-------- AVAILABLE DATA --------
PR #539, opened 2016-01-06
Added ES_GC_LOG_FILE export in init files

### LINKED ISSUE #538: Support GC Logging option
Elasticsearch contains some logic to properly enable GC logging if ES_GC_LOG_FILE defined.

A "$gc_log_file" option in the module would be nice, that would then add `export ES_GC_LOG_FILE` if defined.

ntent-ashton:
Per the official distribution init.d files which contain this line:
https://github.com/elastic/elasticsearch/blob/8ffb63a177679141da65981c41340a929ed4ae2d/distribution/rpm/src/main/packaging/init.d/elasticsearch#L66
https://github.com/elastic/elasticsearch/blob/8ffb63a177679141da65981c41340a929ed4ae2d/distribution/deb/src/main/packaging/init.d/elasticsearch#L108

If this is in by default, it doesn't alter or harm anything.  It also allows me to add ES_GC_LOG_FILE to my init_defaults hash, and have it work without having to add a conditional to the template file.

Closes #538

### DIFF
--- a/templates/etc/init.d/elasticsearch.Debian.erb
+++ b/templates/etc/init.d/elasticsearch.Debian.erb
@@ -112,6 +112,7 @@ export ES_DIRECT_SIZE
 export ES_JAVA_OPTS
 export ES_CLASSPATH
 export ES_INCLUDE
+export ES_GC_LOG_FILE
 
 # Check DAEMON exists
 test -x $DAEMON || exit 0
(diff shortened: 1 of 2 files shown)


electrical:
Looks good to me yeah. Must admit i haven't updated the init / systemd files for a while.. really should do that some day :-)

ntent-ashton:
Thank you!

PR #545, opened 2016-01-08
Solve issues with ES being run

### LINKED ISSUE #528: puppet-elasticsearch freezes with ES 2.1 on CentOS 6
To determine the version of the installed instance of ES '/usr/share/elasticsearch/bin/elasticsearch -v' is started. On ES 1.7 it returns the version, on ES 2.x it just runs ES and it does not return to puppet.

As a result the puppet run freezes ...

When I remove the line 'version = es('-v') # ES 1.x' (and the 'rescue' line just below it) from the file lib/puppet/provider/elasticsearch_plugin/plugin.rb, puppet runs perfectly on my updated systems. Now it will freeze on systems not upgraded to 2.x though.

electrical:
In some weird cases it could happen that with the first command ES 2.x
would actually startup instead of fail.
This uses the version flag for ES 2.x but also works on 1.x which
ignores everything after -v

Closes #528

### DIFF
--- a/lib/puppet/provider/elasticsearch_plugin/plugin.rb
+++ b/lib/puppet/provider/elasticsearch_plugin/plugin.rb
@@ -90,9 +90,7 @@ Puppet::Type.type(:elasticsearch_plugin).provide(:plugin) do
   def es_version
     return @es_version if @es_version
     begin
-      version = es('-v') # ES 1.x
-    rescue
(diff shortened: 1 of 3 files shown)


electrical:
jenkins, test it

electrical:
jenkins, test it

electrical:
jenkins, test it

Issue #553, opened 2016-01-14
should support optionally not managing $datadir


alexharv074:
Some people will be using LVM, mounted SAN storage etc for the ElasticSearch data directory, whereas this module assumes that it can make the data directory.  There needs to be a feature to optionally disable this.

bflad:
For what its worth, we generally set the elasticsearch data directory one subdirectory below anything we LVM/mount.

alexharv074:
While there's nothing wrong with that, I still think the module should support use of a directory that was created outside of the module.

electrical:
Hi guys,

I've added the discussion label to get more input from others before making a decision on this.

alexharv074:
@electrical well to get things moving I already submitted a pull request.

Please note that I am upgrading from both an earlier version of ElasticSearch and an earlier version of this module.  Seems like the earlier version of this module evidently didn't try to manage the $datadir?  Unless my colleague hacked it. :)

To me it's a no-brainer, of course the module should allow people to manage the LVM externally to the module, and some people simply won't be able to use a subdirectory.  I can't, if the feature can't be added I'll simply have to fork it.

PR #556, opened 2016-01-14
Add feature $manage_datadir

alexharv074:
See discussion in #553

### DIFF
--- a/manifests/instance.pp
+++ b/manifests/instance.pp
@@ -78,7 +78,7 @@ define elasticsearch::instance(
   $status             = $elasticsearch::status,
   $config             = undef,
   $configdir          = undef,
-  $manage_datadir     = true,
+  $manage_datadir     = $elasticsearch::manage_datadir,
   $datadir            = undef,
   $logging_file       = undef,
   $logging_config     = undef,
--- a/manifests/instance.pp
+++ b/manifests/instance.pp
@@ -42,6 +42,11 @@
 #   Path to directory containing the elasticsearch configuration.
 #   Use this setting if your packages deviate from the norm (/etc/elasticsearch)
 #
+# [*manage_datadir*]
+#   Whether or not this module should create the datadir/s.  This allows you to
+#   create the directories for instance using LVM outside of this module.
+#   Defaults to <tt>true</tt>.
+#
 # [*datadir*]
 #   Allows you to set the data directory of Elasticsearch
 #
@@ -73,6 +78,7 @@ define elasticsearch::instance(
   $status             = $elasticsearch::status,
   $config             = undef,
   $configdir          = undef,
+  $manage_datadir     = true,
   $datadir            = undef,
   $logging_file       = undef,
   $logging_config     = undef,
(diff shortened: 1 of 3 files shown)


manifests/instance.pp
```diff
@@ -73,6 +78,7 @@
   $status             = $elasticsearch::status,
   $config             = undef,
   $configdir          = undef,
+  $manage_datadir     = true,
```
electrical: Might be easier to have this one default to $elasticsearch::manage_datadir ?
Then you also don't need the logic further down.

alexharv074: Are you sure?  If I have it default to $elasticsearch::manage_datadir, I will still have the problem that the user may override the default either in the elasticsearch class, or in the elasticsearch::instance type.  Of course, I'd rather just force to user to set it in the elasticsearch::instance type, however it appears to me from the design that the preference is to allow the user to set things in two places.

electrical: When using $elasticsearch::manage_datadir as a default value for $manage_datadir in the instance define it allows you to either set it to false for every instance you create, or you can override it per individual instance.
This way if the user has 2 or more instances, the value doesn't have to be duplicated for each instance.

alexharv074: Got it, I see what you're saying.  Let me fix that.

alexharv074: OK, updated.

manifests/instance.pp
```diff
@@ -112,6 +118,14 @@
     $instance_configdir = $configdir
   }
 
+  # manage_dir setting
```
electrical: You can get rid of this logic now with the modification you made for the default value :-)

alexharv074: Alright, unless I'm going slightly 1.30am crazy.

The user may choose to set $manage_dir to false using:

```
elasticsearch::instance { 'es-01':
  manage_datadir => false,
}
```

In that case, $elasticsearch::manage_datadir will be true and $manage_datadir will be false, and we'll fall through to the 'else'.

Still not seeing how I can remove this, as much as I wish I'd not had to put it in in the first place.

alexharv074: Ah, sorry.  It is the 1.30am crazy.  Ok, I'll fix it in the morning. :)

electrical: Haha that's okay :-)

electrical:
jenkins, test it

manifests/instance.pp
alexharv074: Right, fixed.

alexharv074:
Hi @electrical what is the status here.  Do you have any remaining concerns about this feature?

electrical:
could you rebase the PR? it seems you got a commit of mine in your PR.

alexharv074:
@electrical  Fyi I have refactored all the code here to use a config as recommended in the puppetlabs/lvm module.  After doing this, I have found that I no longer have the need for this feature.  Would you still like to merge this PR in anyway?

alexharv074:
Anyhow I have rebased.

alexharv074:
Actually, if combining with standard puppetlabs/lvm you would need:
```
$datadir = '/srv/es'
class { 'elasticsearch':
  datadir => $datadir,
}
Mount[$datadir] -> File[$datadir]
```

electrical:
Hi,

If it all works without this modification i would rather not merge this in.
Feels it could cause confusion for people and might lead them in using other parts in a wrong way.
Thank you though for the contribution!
--------
## REQUIRED ACTION
In the listing above, which lines include the string "course"? Return every one of them.

## ANSWER TO THE PROBLEM
To me it's a no-brainer, of course the module should allow people to manage the LVM externally to the module, and some people simply won't be able to use a subdirectory.  I can't, if the feature can't be added I'll simply have to fork it.
alexharv074: Are you sure?  If I have it default to $elasticsearch::manage_datadir, I will still have the problem that the user may override the default either in the elasticsearch class, or in the elasticsearch::instance type.  Of course, I'd rather just force to user to set it in the elasticsearch::instance type, however it appears to me from the design that the preference is to allow the user to set things in two places.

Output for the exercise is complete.